## Data shown
PR #2088, opened 2019-01-09
Replacing TryGetColumnIndex with invocations of GetColumnOrNull 

sfilipi:
Work towards #1500 by removing references of TryGetColumnIndex, and replacing them with GetColumnOrNull in a few projects.

### DIFF
--- a/src/Microsoft.ML.EntryPoints/FeatureCombiner.cs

## Exercise
Return everything in the records. Keep each line exactly as written.

## Written response
PR #2088, opened 2019-01-09
Replacing TryGetColumnIndex with invocations of GetColumnOrNull 

sfilipi:
Work towards #1500 by removing references of TryGetColumnIndex, and replacing them with GetColumnOrNull in a few projects.

### DIFF
--- a/src/Microsoft.ML.EntryPoints/FeatureCombiner.cs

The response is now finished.